MATERIAL FOR THE TASK:
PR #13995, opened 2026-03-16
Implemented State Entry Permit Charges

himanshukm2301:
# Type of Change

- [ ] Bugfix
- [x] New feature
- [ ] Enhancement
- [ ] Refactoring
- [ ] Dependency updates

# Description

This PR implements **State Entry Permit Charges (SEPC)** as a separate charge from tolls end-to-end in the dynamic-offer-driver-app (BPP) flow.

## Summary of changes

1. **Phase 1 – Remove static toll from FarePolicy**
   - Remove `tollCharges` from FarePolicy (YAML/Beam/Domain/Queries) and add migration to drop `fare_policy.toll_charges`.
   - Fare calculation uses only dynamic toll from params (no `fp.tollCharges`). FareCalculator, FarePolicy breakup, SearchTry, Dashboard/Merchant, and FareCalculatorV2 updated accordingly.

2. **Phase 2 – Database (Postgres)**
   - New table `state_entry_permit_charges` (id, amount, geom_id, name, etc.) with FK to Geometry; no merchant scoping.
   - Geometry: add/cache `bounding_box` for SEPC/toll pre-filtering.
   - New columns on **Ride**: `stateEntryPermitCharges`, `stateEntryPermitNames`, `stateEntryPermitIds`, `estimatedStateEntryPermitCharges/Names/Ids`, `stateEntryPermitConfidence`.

ABOUT THIS TASK: The number of lines in the data that hold "Remove" is all that should be given.

WRITTEN ANSWER: 2